Lab Conclusion: LLMs in Modeling Pipelines¶
Congratulations! You have now completed a comprehensive exploration of how Large Language Models can be integrated into modeling workflows.
What you've accomplished:
- Tokenization → Understanding how text is converted into model-readable tokens
- Embeddings → Learning how tokens become vectors that capture semantic meaning
- Generation → Exploring how LLMs predict and generate new text
- Summarization → Using LLMs to compress and extract key information
- Instruction Following → Constraining LLMs to produce structured outputs for downstream processing
This pipeline showcases how LLMs can bridge the gap between unstructured text data and the structured inputs that mechanistic models require. The combination of:
- Text extraction and normalization using instruction-following LLMs
- Semantic similarity through embeddings for data mapping and retrieval
- Structured output generation for feeding into downstream models
represents a powerful approach for making mechanistic models more accessible and applicable to real-world, messy data sources.

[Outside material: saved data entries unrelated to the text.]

PR #1486, opened 2018-04-14
Don't use global ID repository during cache scan

SubJunk:
This resolves the initial memory use problem. It's a simple boolean that disables adding to global repository during a scan


SubJunk:
I'd like to release this very soon in 7.0.1 since we have a lot of users experiencing this problem. I have tested it and it works for me, the memory manages itself after scanning over 10k files. If there are objections we can revert it. I usually want to wait for reviews but this is urgent.

SubJunk:
So unless anyone sees a big problem with it I'll merge in a few minutes and try to do a release today @UniversalMediaServer/developers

Questions for Lab 4B - LLMs for Modeling:¶
In your lab report, you should answer the following questions:
Tokenization
- Add "crispr" to the examples list. Does it break into different tokens than "CRISPR"? Why could that be?
- Intentionally misspell a word, for example "biologicla" instead of "biological". How does the tokenizer handle it?
Embeddings
- Add the misspelled word to the single word list and inspect if it is close in cosine similarity to the original word
- Add a misspelled word to the sentences too. Does the cosine similarity change much? Does it move a lot on the PCA?
Generation
- For prediction, the model only uses the last token in the text. Why is this enough?
- Why does a single new token force a fresh forward pass over the sequence?
Summarization
- Write two queries with different wording but same meaning. Do they retrieve the same document?
Uses of LLMs in mechanistic modeling
- Add 3–5 of your own lines to the list with food items prompts (strings). What did you extract from these sentences?
- What food items did you get in the known and unknown item lists?
- Create a heatmap of similarity and a PCA to 2D with labels. Does the clusters make sense?
- Discuss how this LLM-based extraction and embedding approach could be useful in mechanistic modeling workflows. What are the advantages and limitations?